Reforming Building Aid
While political factors on both sides will affect the debate over state aid distribution, many of the details of the Regents aid proposal are worthy of serious consideration by the state legislature. Most important are “expense based aids,” primarily building aid, which the Board of Regents is proposing to change from a spend-to-get entitlement to a more restrictive formula to reduce the long-standing incentive to build more than is prudent or affordable.
From the 2005-06 school year to 2010-11, state expenditures for building aid increased 10 percent annually. A greater share of state aid being skewed toward bricks and mortar means less for general education needs, including staff and supplies. Another cost-shift is skyrocketing pension costs, the elephant-in-the-room that the Regents continually avoid but which belongs front-and-center in any education financing discussion. It is another issue that may come up in the budget negotiations between Gov. Cuomo and the legislature.
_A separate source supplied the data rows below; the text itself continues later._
PR #820, opened 2023-12-15
Fix perftuning to meet DLIS integration requirements

guotuofeng:
## Describe your changes

* Change the execution provider priority to use the parameters instead of that one in inference_settings. 
    Bug description: In DLIS scenarios, the inferenece_settings is something like:
{'execution_provider': [('MIGraphXExecutionProvider', {})]} and the provider_lists specified in perf_tuning is: ['ROCMExecutionProvider', 'MIGraphXExecutionProvider'].

    Originally, the inference_settings priority is higher than the execution_providers specified in arguments. As the result, when calling OnnxEvaluator.evaluate with the provider_list in baseline evaluation, the execution provider will be used as ["MIGraphXExecutionProvider"]. Later, the OnnxEvaluator.disable_ort_fallback(session, execution_providers) will check whether the underlying session's providers(MIGraphXExecutionProvider, CPUExecutionProvider) contains the execution_providers(ROCMExecutionProvider, MIGraphXExecutionProvider). In this case, the ROCMExecutionProvider is excluded when creating inference session. and the OliveEvaluationError exception will be raised.

    To fix this issue, we need move the check_ort_fallback into prepare_session in onnx model.
    perf tuning will always pass None as the execution provider to evaluate to make the logic clear

* Change perf tuning to always has execution provider info regardless of whether the best result is baseline or from perf tuning.
* Change perf tuning to accept both provider list and provider list with provider options.
* Add force_evaluate_other_eps to force run all other EPs if the current EP is not same with the additional EPs
* Change OnnxModel.prepare_session to accept both execution provider list and (execution provider, provider options) list
In this way, the EP/provider option handling logic is normalized.
* Add MIGraphXExecutionProvider to the accelerator map
* Fix the critical bug when creating inference session that doesn't respect provider options in ort_inference.py
* Add io_bind inference for accuracy since illegal memory access in cuda will be thrown if enable_cuda_graph. 
  If io_bind is not enabled and enable_cuda_graph is True, the following errors will be raised:

    onnxruntime.capi.onnxruntime_pybind11_state.Fail: [ONNXRuntimeError] : 1 : FAIL : CUDA failure 700: an illegal memory access was encountered ; GPU=0 ; hostname=c93f1847c000000 ; file=/onnxruntime_src/onnxruntime/core/providers/cuda/cuda_graph.cc ; line=49 ; expr=cudaGraphLaunch(graph_exec_, stream_); 
    [E:onnxruntime:Default, cuda_call.cc:116 CudaCall] CUDA failure 700: an illegal memory access was encountered ; GPU=0 ; hostname=c93f1847c000000 ; file=/onnxruntime_src/onnxruntime/core/providers/cuda/cuda_execution_provider.cc ; line=286 ; expr=cudaStreamDestroy(stream_); 
    [E:onnxruntime:Default, cuda_call.cc:116 CudaCall] CUDNN failure 4: CUDNN_STATUS_INTERNAL_ERROR ; GPU=0 ; hostname=c93f1847c000000 ; file=/onnxruntime_src/onnxruntime/core/providers/cuda/cuda_execution_provider.cc ; line=181 ; expr=cudnnDestroy(cudnn_handle_); 

### DIFF
--- a/olive/evaluator/olive_evaluator.py
+++ b/olive/evaluator/olive_evaluator.py
@@ -44,7 +44,7 @@ from olive.model import (
     SNPEModelHandler,
 )
 from olive.model.config.io_config import is_io_config_static
-from olive.model.utils.onnx_utils import CudaGraphHelper, prepare_io_bindings
+from olive.model.utils.onnx_utils import bind_input_data, bind_output_data, prepare_io_bindings
 from olive.snpe.data_loader import SNPECommonDataLoader, SNPEDataLoader
 
 logger = logging.getLogger(__name__)
@@ -440,19 +440,19 @@ class OnnxEvaluator(OliveEvaluator, framework=Framework.ONNX):
         io_bind = self.io_bind_enabled(metric, model.inference_settings)
         device = "cuda" if device == "gpu" else "cpu"
         if io_bind and device == "cuda":
-            input_and_output_shape = dict(zip(io_config["input_names"], io_config["input_shapes"]))
-            cuda_graph_helper = CudaGraphHelper(session, input_and_output_shape, device)
-            io_binding = cuda_graph_helper.io_binding
+            io_binding = session.io_binding()
 
         is_single_tensor_output = len(output_names) == 1
         for input_data, labels in dataloader:
             input_dict = OnnxEvaluator.format_input(input_data, io_config)
             if io_bind and device == "cuda":
-                cuda_graph_helper.update_inputs(input_dict)
+                use_fp16 = any(v.dtype == np.float16 for v in input_data.values())
+                bind_input_data(io_binding, input_dict, use_fp16, device)
+                bind_output_data(io_binding, session.get_outputs(), use_fp16, device)
                 io_binding.synchronize_inputs()
                 session.run_with_iobinding(io_binding)
                 io_binding.synchronize_outputs()
-                res = [cuda_graph_helper.get_output(output_name) for output_name in output_names]
+                res = [i.numpy() for i in io_binding.get_outputs()]
             else:
                 res = session.run(input_feed=input_dict, output_names=None)
             if is_single_tensor_output:
--- a/olive/evaluator/olive_evaluator.py
+++ b/olive/evaluator/olive_evaluator.py
@@ -44,7 +44,6 @@ from olive.model import (
     SNPEModelHandler,
 )
 from olive.model.config.io_config import is_io_config_static
-from olive.model.utils.onnx_utils import check_ort_fallback
 from olive.snpe.data_loader import SNPECommonDataLoader, SNPEDataLoader
 
 logger = logging.getLogger(__name__)
@@ -468,8 +467,6 @@ class OnnxEvaluator(OliveEvaluator, framework=Framework.ONNX):
             execution_providers=execution_providers,
         )
 
-        check_ort_fallback(session, execution_providers)
-
         io_config = model.get_io_config()
 
         preds = []
@@ -531,8 +528,6 @@ class OnnxEvaluator(OliveEvaluator, framework=Framework.ONNX):
             device=device,
             execution_providers=execution_providers,
         )
-        check_ort_fallback(session, execution_providers)
-
         io_config = model.get_io_config()
 
         input_data, _ = next(iter(dataloader))
--- a/olive/evaluator/olive_evaluator.py
+++ b/olive/evaluator/olive_evaluator.py
@@ -44,6 +44,7 @@ from olive.model import (
     SNPEModelHandler,
 )
 from olive.model.config.io_config import is_io_config_static
+from olive.model.utils.onnx_utils import bind_input_data, bind_output_data, prepare_io_bindings
 from olive.snpe.data_loader import SNPECommonDataLoader, SNPEDataLoader
 
 logger = logging.getLogger(__name__)
@@ -69,15 +70,27 @@ class OliveEvaluator(ABC):
     def __init__(self):
         pass
 
-    def get_inference_settings(self, metric: Metric) -> Dict[str, Any]:
+    @classmethod
+    def get_inference_settings(cls, metric: Metric) -> Dict[str, Any]:
         # user.config.inference_settings > model.inference_settings > default inference_settings
         # when user.config.inference_settings is None, the model.inference_settings
         # will be used in model.prepare_session(..)
         return (
-            metric.user_config.inference_settings.get(self.framework.lower())
+            metric.user_config.inference_settings.get(cls.framework.lower())
             if metric.user_config.inference_settings
             else None
         )
+
+    @classmethod
+    def io_bind_enabled(cls, metric: Metric) -> bool:
+        if metric.user_config.io_bind:
+            return True
+
+        inference_settings = cls.get_inference_settings(metric)
+        if inference_settings and inference_settings.get("io_bind"):
+            return True
+
+        return False
 
     @abstractmethod
     def _inference(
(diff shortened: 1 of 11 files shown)


olive/model/handler/onnx.py
```diff
@@ -74,28 +74,55 @@ def prepare_session(
...
+        else:
+            execution_providers = inference_settings.get("execution_provider")
+            provider_options = inference_settings.get("provider_options")
+
         if not execution_providers:
             execution_providers = self.get_default_execution_providers(device)
-        elif isinstance(execution_providers, str):
+            provider_options = None
+        elif isinstance(execution_providers, (str, tuple)):
             execution_providers = [execution_providers]
```
trajepl, line 108: Maybe more clear? 
```python

        if execution_providers:
            provider_options = None
        else:
            execution_providers = inference_settings.get("execution_provider")
            provider_options = inference_settings.get("provider_options")
            if not execution_providers:
                execution_providers = self.get_default_execution_providers(device)
                provider_options = None

        if isinstance(execution_providers, (str, tuple)):
            execution_providers = [execution_providers]


```
(BTW, can we assume that if the execution_providers is None from inference_settings, then `provider_options` must be None?)

olive/model/utils/onnx_utils.py
```diff
@@ -67,3 +71,111 @@ def get_onnx_file_path(model_path: str, onnx_file_name: Optional[str] = None) ->
...
     else:
         raise ValueError(f"No .onnx file found in the model folder {model_path}.")
+
+
+def check_and_normalize_provider_args(
+    providers: Sequence[Union[str, Tuple[str, Dict[Any, Any]]]],
+    provider_options: Sequence[Dict[Any, Any]],
+    available_provider_names: Sequence[str],
+):
+    """Validate the 'providers' and 'provider_options' arguments and returns a normalized version.
```
trajepl, line 81: Does `copy but not call from ort` because this function only exists after specific ort version?

test/unit_test/passes/onnx/test_perf_tuning.py
```diff
@@ -61,6 +65,113 @@ def test_ort_perf_tuning_with_customized_configs(mock_run, config):
...
+    if return_baseline:
+        assert len(acutal_eps) == 2
+        assert "enable_cuda_graph" not in acutal_eps[0][1]
+
+        assert acutal_eps[1] == "CPUExecutionProvider"
+        assert f"Best result({PERFTUNING_BASELINE}):" in caplog.text
+    else:
+        assert len(acutal_eps) == 1
+        if acutal_eps[0][0] == "CUDAExecutionProvider":
+            assert "enable_cuda_graph" in acutal_eps[0][1]
```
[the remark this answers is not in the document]
guotuofeng: I don't run evaluator. I just mock the evaluate.

test/unit_test/model/test_onnx_model.py
```diff
@@ -0,0 +1,37 @@
...
+        "session_options": {
+            "execution_mode": 0,
+            "graph_optimization_level": 99,
+            "extra_session_config": None,
+            "inter_op_num_threads": None,
+            "intra_op_num_threads": 1,
+        },
+    }
+
+    execution_providers = ["ROCMExecutionProvider", "MIGraphXExecutionProvider", "CUDAExecutionProvider"]
```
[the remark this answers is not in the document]
guotuofeng: It is just for UT

olive/model/utils/onnx_utils.py
guotuofeng: This function is not exposed. I copy here just avoid the signature changes breaking Olive in future.

olive/model/handler/onnx.py
guotuofeng: will do

trajepl (approved):

olive/model/handler/onnx.py
```diff
@@ -74,29 +74,58 @@ def prepare_session(
...
-            ]
+        # split the execution_providers and provider_options
+        execution_providers, provider_options = check_and_normalize_provider_args(
+            execution_providers, provider_options, ort.get_available_providers()
+        )
 
-        return get_ort_inference_session(self.model_path, inference_settings, self.use_ort_extensions)
+        if (device == Device.GPU) and (rank is not None):
+            for i, ep in enumerate(execution_providers):
+                if ep == "CUDAExecutionProvider" and not provider_options[i]:
```
jambayk, line 122: Wouldn't this condition return false if provider options is `{}`? Don't we want to provide the `device_id` even when it is `{}`?

jambayk: Actually, never mind. I misread the condition. This is true only when provider options is `{}`. So, we want to insert the device id if the user hasn't specified the provider options.

jambayk: maybe we could instead check for `provider_options.get(device_id) is not None` since for distributed models, we want to have device id always?

olive/model/handler/onnx.py
```diff
@@ -74,29 +74,58 @@ def prepare_session(
...
+        # Originally, the inference_settings priority is higher than the execution_providers specified in arguments.
+        # as the result, when calling OnnxEvaluator.evaluate with the provider_list in baseline evaluation,
+        # the execution provider will be used as ["MIGraphXExecutionProvider"].
+        # later, the check_ort_fallback(session, execution_providers) will check the
+        # whether the underlying session's providers(MIGraphXExecutionProvider, CPUExecutionProvider) contains the
+        # execution_providers(ROCMExecutionProvider, MIGraphXExecutionProvider). In this case, the
+        # ROCMExecutionProvider is excluded when creating inference session. and the OliveEvaluationError exception
+        # will be raised.
+        # To fix this issue, we need to make sure the execution_providers specified in arguments has higher priority
+        if execution_providers:
```
jambayk, line 98: Olive evaluator always provides execution provider https://github.com/microsoft/Olive/blob/3a774a75592cd4d12c5836dea19d6d462ccbaeac/olive/systems/local.py#L49 

So, wouldn't this ignore the perf tuned inference settings when evaluating the output model of the perf-tuning pass?

jambayk: Or it doesn't matter since only the `provider_options` is ignored in this case and we don't tune it. But what about settings like `trt_fp16_enable` and `enable_cuda_graph`? https://github.com/microsoft/Olive/blob/3a774a75592cd4d12c5836dea19d6d462ccbaeac/olive/passes/onnx/perf_tuning.py#L135 

Perhaps, it would be more complete if we resolve the `ep, provider_options` for both the user provided `ep` and model's inference settings. As use the inference setting's provider options for eps from user that don't have their own provider options?

olive/model/handler/onnx.py
guotuofeng: This is the original behavior
https://github.com/microsoft/Olive/blob/main/olive/model/handler/onnx.py#L94-L97

olive/model/handler/onnx.py
guotuofeng: fixed.

jambayk (approved):

jambayk (dismissed):

olive/evaluator/olive_evaluator.py
```diff
@@ -468,19 +430,53 @@ def _inference(
...
         preds = []
         targets = []
         logits = []
         logits_dict = collections.defaultdict(list)
         output_names = io_config["output_names"]
+        io_bind = self.io_bind_enabled(metric, model.inference_settings)
+        device = "cuda" if device == "gpu" else "cpu"
+        if io_bind and device == "cuda":
+            io_binding = session.io_binding()
+            input_data, _ = next(iter(dataloader))
```
trajepl, line 444: We may need to rewind the dataloader after `next(iter(dataloader))`.

Otherwise, the next `for input_data, labels in dataloader` will start from second one of the full data.

jambayk: I don't think that's needed? We expect the dataloader to be similar to torch dataloader. There is no concept of rewind like there is for the onnxruntime quantization calibration dataloader. 

For this dataloader, the expectation is that every new `iter(dataloader)` call on the dataloader starts the iteration from the start. 
The for loop is also an instance of a new `iter` over the dataloader.

trajepl: I am wrong.  No need to remind.

trajepl (approved):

The Regents’ proposed changes for building aid would not take effect until after the next school year to allow for current-year expenses to be reimbursed in the subsequent year. That necessitates the governor and legislature to enact changes now to take effect by state fiscal year 2013-14 and following for any savings to be achieved.
School aid formula changes are often slow to be realized, so it behooves the Regents and Education Department to prioritize from their comprehensive proposal on what really needs to occur now.